Exercise
In the listing below, locate the lines bearing the word "cost". Copy every one of them.

========================================

Issue #907, opened 2022-03-21
Support COM port discovery via USB VID/PID


MCUdude:
Apparently, @mariusgreuel's Avrdude fork for windows supports COM port discovery via USB VID/PID. This is actually very neat if you're using a UART-based programmer that has a tendency to bump the COM port number. I have a similar issue on my mac as well; The serial port (/dev/cu.*) gets a different name depending on which USB port I connect it to.

Would it be possible, within a reasonable amount of time, to make this work on non-windows systems as well?

mariusgreuel:
The crucial part is figuring out the link between the USB device and the serial device. I never looked into non-Windows implementations, but on Windows there are two parts of metadata one can use: 1) You can enumerate through the device tree, and find the parent of the serial device, which will be the USB device. That is tricky if the USB device is a composite device. 2) Windows actually maintains a bunch of properties for every device, and [Portname](https://github.com/mariusgreuel/avrdude/blob/91be5272654e062fc5bf1b2e69deb5544e33520f/src/msvc/usb_com_locator.h#L624) does what I needed.

dl8dtl:
For a completely different example, on FreeBSD, they can only be examined by `sysctl`.
Here's the example of the tty port of a curiosity nano board:
```
# sysctl dev.umodem
dev.umodem.0.ttyports: 1
dev.umodem.0.ttyname: U3
dev.umodem.0.%parent: uhub12
dev.umodem.0.%pnpinfo: vendor=0x03eb product=0x2175 devclass=0xef devsubclass=0x02 devproto=0x01 sernum="MCHP3372031800002359" release=0x0100 mode=host intclass=0x02 intsubclass=0x02 intprotocol=0x01 ttyname=U3 ttyports=1
dev.umodem.0.%location: bus=4 hubaddr=4 port=4 devaddr=5 interface=1 ugen=ugen4.5
dev.umodem.0.%driver: umodem
dev.umodem.0.%desc: Microchip Technology Incorporated nEDBG CMSIS-DAP, class 239/2, rev 2.00/1.00, addr 5
dev.umodem.%parent: 
```
These attach to the `umodem` driver (aka. CDC device), and the respective device here is `/dev/cuaU3`. Alas, one would have to walk across all possible drivers in addition to `umodem` (FTDI, PL230x, CH3xx).

So question is to find out how to get this information on MacOS.

Downside: it adds a lot of per-OS code to AVRDUDE.

MCUdude:
[...]

PR #1497, opened 2023-08-28
Provide serialadapter entity in avrdude.conf

stefanrueger:
This work-in-progress PR provides a `serialadapter` entity in `avrdude.conf.in` as a specific programmer, namely one that only defines USB parameters. In contrast to the [ser-auto branch](https://github.com/MCUdude/avrdude/tree/ser-auto) this PR intends to
 - Allow inheritance of `serialadapter` entities, eg, you can have in your `~/.avrduderc` file sth like
   ```
   serialadapter parent "ch340"
       id                     = "mysuperduperboard";
       usbsn                  = "08/15";
   ;
   ```
 - Allow any programmer with usbpid definitions to be used as a serial adapter, eg, the `ft232r` programmer is also a serial adapter
 - Have `usbpid` as a list instead of a single value
 - Make all functions in `serialadapter.c` of the [ser-auto branch](https://github.com/MCUdude/avrdude/tree/ser-auto) superfluous as `serialadapter` *is* a programmer, so the original programmer functions will do the job
 - Print `serialadapter` entities with developer options `-c*/s`

This PR also provides a `SERIALADAPTER` structure: actually, behind the scenes, it is the same as `PROGRAMMER`, but this will allow writing self-documenting code.

For the time being, this PR utilises the `baudrate` component of `PROGRAMMER` as `default_baud` but it would be vvv simple to have both `baudrate` and `default_baud` if needed. Here is a code example of how this PR can be utilised to retrieve a particular serial adapter (or programmer with USB definitions) from the config files:

```
  SERIALADAPTER *sea = locate_programmer(programmers, sea_id);
  if (sea == NULL || !is_serialadapter(sea)) {
    serialadapter_not_found(sea_id);
    exit(1);
  }
```

@MCUdude: Please check out this PR and see whether this is useful for what you try to achieve. I suspect @dl8dtl has reservations about viewing a serial adapter as a special unfinished programmer entry, but I am hoping that the simplicity of this PR will be somewhat persuasive.

It's possible to carry on with the [ser-auto branch](https://github.com/MCUdude/avrdude/tree/ser-auto) but adding above functionality will cost quite some work, in particular, the developer options that print AVRDUDE's understanding of its internal entities.

### DIFF
--- a/src/CMakeLists.txt
+++ b/src/CMakeLists.txt
@@ -214,6 +214,7 @@ add_library(libavrdude
     ser_avrdoper.c
     ser_posix.c
     ser_win32.c
+    serialadapter.c
     serialupdi.c
     serialupdi.h
     solaris_ecpp.h
@@ -286,6 +287,7 @@ target_link_libraries(libavrdude
     ${LIB_LIBFTDI}
     ${LIB_LIBFTDI1}
     ${LIB_LIBREADLINE}
+    ${LIB_LIBSERIALPORT}
     ${LIB_NCURSES}
     ${LIB_LIBGPIOD}
     ${EXTRA_WINDOWS_LIBRARIES}
--- a/src/Makefile.am
+++ b/src/Makefile.am
@@ -163,6 +163,7 @@ libavrdude_a_SOURCES = \
 	ser_avrdoper.c \
 	ser_posix.c \
 	ser_win32.c \
+	serialadapter.c \
 	solaris_ecpp.h \
 	stk500.c \
 	stk500.h \
--- a/src/avrdude.conf.in
+++ b/src/avrdude.conf.in
@@ -4,11 +4,11 @@
 #
 # This file contains configuration data used by AVRDUDE which describes
 # the programming hardware pinouts and also provides part definitions.
-# AVRDUDE's "-C" command line option specifies the location of the
-# configuration file.  The "-c" option names the programmer configuration
-# which must match one of the entry's "id" parameter.  The "-p" option
+# AVRDUDE's -C command line option specifies the location of the
+# configuration file.  The -c option names the programmer configuration
+# which must match one of the entry's id parameter.  The -p option
 # identifies which part AVRDUDE is going to be programming and must match
-# one of the parts' "id" parameter.
+# one of the parts' id parameters.
 #
 # DO NOT MODIFY THIS FILE.  Modifications will be overwritten the next
 # time a "make install" is run.  For user-specific additions, use the
@@ -21,12 +21,12 @@
 #       id       = <id1> [, <id2> ... ] ;         # <idN> are quoted strings
 #       desc     = <description> ;                # quoted string
 #       type     = <type>;                        # programmer type, quoted string
-#                                                 # supported types can be listed by "-c ?type"
+#                                                 # list known types with -c ?type
 #       prog_modes = PM_<i/f> {| PM_<i/f>}        # interfaces, eg, PM_SPM|PM_PDI (1)
-#       extra_features = HAS_<fea> {| HAS_<fea>}  # extra features, eg, HAS_SUFFER|HAS_VTARG_ADJ (2)
+#       extra_features = HAS_<fea> {| HAS_<fea>}  # extra features, eg, HAS_SUFFER (2)
 #       connection_type = parallel | serial | usb | spi
 #       baudrate = <num> ;                        # baudrate for avr910-programmer
-#       vcc      = <pin1> [, <pin2> ... ] ;       # pin number(s)
+#       vcc      = <pin1> [, <pin2> ... ] ;       # pin number(s) (3)
 #       buff     = <pin1> [, <pin2> ... ] ;       # pin number(s)
 #       reset    = <pin> ;                        # pin number
 #       sck      = <pin> ;                        # pin number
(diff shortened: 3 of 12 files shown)


MCUdude:
Thanks for the PR @stefanrueger! This approach looks much less complicated than mine, and I agree that the small tradeoffs is weighed up by the fact that the code is easier to understand, and we can utilize the developer options.

> both baudrate and default_baud if needed

> Allow inheritance of serialadapter entities, eg, you can have in your ~/.avrduderc file sth like


Inheritance is really neat. And I'm absolutely fine with `baudrate`. And I'd argue that it would make more sense to have a user-specified default baud rate in avrduderc rather than in avrdude.conf.

```
serialadapter parent "ch340"
    id                     = "mysuperduperboard";
    usbsn                  = "08/15";
    baudrate               = 250000;
;
```

> Allow any programmer with usbpid definitions to be used as a serial adapter, eg, the ft232r programmer is also a serial adapter

I didn't think of this. Neat!

> It's possible to carry on with the [ser-auto branch](https://github.com/MCUdude/avrdude/tree/ser-auto) but adding above functionality will cost quite some work, in particular, the developer options that print AVRDUDE's understanding of its internal entities.

IMO there is no doubt. We should continue working on this rather than my branch!

MCUdude:
@stefanrueger where do we continue from here? From what I can read from the code, what's missing now is the libserialport part, where it's given a USB vid, pid, and an optional serial number, and a COM port number/dev path is returned.

[The libserialport example code I wrote earlier this summer](https://github.com/avrdudes/avrdude/issues/907#issuecomment-1613575301) contains the essence of what we want to use the libserialport library for. What the example currently doesn't support is `[vid]:[pid]` or `[vid]:[pid]:[sn]` as its second argument.

MCUdude:
Perhaps we can do some basic regression testing against this PR, and then merge it as it is? I prefer to have it merged into main before continuing the work, to make my git life easier.

dl8dtl:
> I suspect @dl8dtl has reservations about viewing a serial adapter as a special unfinished programmer entry, but I am hoping that the simplicity of this PR will be somewhat persuasive.

Well, yes, I think viewing a serialadapter as just another programmer is mildly confusing. What convinces is the quality of the patch though :), in particular all the documentation updates.
I'm not sure whether there's any much value in being able to consider any programmer with a PID as a serialadapter, but maybe I'm too much used to the old Atmel tools where that really doesn't make any sense.
Regarding the future implementation, if possible, it would make sense to handle the string "usb" as a kind of pre-defined serialadapter. That would allow for unifying the current syntax that allows for e.g. `… -p jtag2 -P usb:1234` (trailing serial number digits) into a generic `… -p something -P serialadapter:serno` one, regardless of the actual programmer type. So far, I believe that `-P usb` is always handled per-programmer.

stefanrueger:
>  value in being able to consider any programmer with a PID as a serialadapter

There are a number of existing programmers, eg, ft232r, ft232h, ft2232h etc that you might want as serial adapters and that already have all the relevant info... There will be other programmers that are not serial adapters (by any stretch of imagination) but then allowing them is no harm as it really means I have usbvid and usbpid and want to be looked up as serial interface.

stefanrueger:
@MCUdude @dl8dtl There is also the possibility to add either sth like `IS_SERIALADAPTER` to `extra_features` or create a boolean `is_serialadapter` in the programmer syntax to explicitly say which of the existing programmers double up as serial adapters, for use with the likes of `ft232r`. That would be an easy addition to the current state.

MCUdude:
>  There is also the possibility to add either sth like IS_SERIALADAPTER to extra_features or create a boolean is_serialadapter in the programmer syntax to explicitly say which of the existing programmers double up as serial adapters, for use with the likes of ft232r. 

That sounds like a good idea. Then one can look at the programmers in avrdude.conf and figure out that this `ft232rl` programmer can also serve as a generic serial adapter.

stefanrueger:
@MCUdude Which programmers should this PR also treat as generic serial adapters? I assume `ft232r`, `ft2232h`, `2232hio`, `ft4232h`, `ft232h`, `c232hm`, `ft245r`,`ttl232r` and `ch341a`. Some will need usbvid/usbpid entries. What else?

However, the derived `avrftdi`, `tigard`, `avrisp-u`, `ft2232h_jtag`, `ft232h_jtag`, `um232h`, `tumpa`, etc probably not?

Note there is no entity called `ft232rl`.

MCUdude:
I tried adding the following code to main.c, just to see if I could make it print out the information from avrdude.conf. For some reason it segfaults if -P isn't `ch340`.

```c
  const char *seradapter;
  SERIALADAPTER *ser = locate_programmer_set(programmers, port, &seradapter);
  if (is_serialadapter(ser))
    msg_info("port id: %s, vid: 0x%04x, pid: 0x%04x\n", (const char *)ldata(lfirst(ser->id)), ser->usbvid, *(int *)ldata(lfirst(ser->usbpid)));
  else if (is_programmer(ser))
    msg_error("programmer incorrectly specified using -P %s\n", port);
  else if (port && !seradapter)
    msg_info("Port %s specified\n", port);
```

But why does the above code fail when I use something else than `-P ch340`? Is it `is_programmer` and `is_serialport` that don't properly handle null pointers?

stefanrueger:
It's a philosophical question of whether the caller or callee is supposed to check against NULL. Before using a function it's best to read its man page or, failing that, the function itself.

> guarding against ser being NULL. But I don't see why this would be necessary 

Try passing NULL to strlen(), str_eq(), fprintf(), ... and watch the world explode. More often than not, C-functions assume it's the caller who does the checking. Makes sense, too. You open a file once and then use the file pointer one million times to print something. So, it's expected that the caller checks *once* after opening and not burden the callee 1 million times with unnecessary checks against NULL.

But yes, is_programmer() and is_serialadapter() could be hardened against NULL.

stefanrueger:
OK, implemented `is_serialadapter = <yes|no>` component. Now

```
Valid serial adapters are:
  ch340             = [usbvid 0x1a86, usbpid 0x7523]
  ch341a            = [usbvid 0x1a86, usbpid 0x5512]
  ft2232h           = [usbvid 0x0403, usbpid 0x6010]
  ft232h            = [usbvid 0x0403, usbpid 0x6014]
  ft232r            = [usbvid 0x0403, usbpid 0x6001]
  ft4232h           = [usbvid 0x0403, usbpid 0x6011]
```

MCUdude:
> implemented is_serialadapter = <yes|no> component.

Excellent! I think this PR is ready to be merged then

========================================

Task result
It's possible to carry on with the [ser-auto branch](https://github.com/MCUdude/avrdude/tree/ser-auto) but adding above functionality will cost quite some work, in particular, the developer options that print AVRDUDE's understanding of its internal entities.
> It's possible to carry on with the [ser-auto branch](https://github.com/MCUdude/avrdude/tree/ser-auto) but adding above functionality will cost quite some work, in particular, the developer options that print AVRDUDE's understanding of its internal entities.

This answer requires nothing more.